Investigation of the surfactant type effect on characteristics and bioactivity of new mesoporous bioactive glass in the ternary system SiO2–CaO–P2O5: Structural, textural and reactivity studies

Abstract

In this study, a mesoporous bioactive glass 92S6 (92% SiO2, 6% CaO, and 2% P2O5), was successfully prepared using two different surfactants. The template was further removed by calcination to generate unorganized or well-ordered pores. The bioactive glass was characterized by wide angle X-ray diffraction (WAXRD) analysis, small angle X-ray diffraction (SAXRD) analysis, Fourier Transform Infrared Spectroscopy (FTIR), Transmission Electron Microscopy (TEM) and Scanning Electron Microscopy (SEM). From the isotherm desorption branch, the surface area was determined using the Brunauer–Emmett–Teller (BET) method, while pore volume and pore size distribution were determined by the Barrett–Joyner–Halenda (BJH) method. The in vitro bioactivity tests were also conducted in simulated body fluid (SBF). Finally, the samples were analyzed to quantify the apatite formation ability when soaked in SBF solution.
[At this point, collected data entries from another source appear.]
PR #1180, opened 2016-01-25
Fixed problem with axis ranges stored in parameters

JaimeIvanCervantes:
The axis ranges (stored in the `Parameters` slot) of the first lane were being used incorrectly for all the lanes during batch-processing. In order to fix the problem, I removed the `withBatchProcessing` flag from `_generate_traxelstore`, and restore the original axis ranges in `post_process_lane_export`.

There is a fundamental problem with the `Parameters` slot since it is a broadcasted slot, and therefore the same for all the lanes, but it also contains information on axis ranges that is different for every lane. The ideal fix would be to split `Parameters` into two slots, `Parameters`  and `AxisRanges`. This change however, requires a lot of modifications to the code which will make the merging of structured learning more difficult. For now I fixed the problem in a more simple way, by doing the least changes, but after structured learning is changed, I will split `Parameters` as described.

### DIFF
--- a/ilastik/applets/tracking/base/opTrackingBase.py
+++ b/ilastik/applets/tracking/base/opTrackingBase.py
@@ -397,20 +397,18 @@ class OpTrackingBase(Operator, ExportingOperator):
                               max_traxel_id_at=None,
                               with_opt_correction=False,
                               with_coordinate_list=False,
-                              with_classifier_prior=False,
-                              with_batch_processing = False):
+                              with_classifier_prior=False):
 
         if not self.Parameters.ready():
             raise Exception("Parameter slot is not ready")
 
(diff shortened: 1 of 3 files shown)


chaubold:
IIRC we discussed splitting the parameter object while you were here, but you are making a good point regarding the merge difficulties! Looks good to me.

stuarteberg:
>For now I fixed the problem in a more simple way, by doing the least changes, but after structured learning is changed, I will split Parameters as described.

Would it be worth opening a new issue, just as a reminder to follow-up on this after the merge is completed?

JaimeIvanCervantes:
@stuarteberg I just submitted the issue.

The evolutions of silicon (Si), phosphorus (P) and calcium (Ca) concentrations in SBF were evaluated by inductively coupled plasma optical emission spectrometry (ICP-OES).The SAXRD and TEM studies evidence the influence of the structure-directing agent (ionic surfactant CTAB or non-ionic P123) in the generation of unorganized or well ordered pores in the sol–gel synthesis of a bioactive glass in the ternary system SiO2–CaO–P2O5.As observed from small-angle XRD patterns and TEM images, the presence of non-ionic surfactant and subsequent calcination lead to the formation of highly ordered mesoporous glass.The better textural properties observed in the “ordered mesoporous glasses” compared to those of “non-ordered mesoporous glasses” lead to a faster in vitro bioactivity kinetics.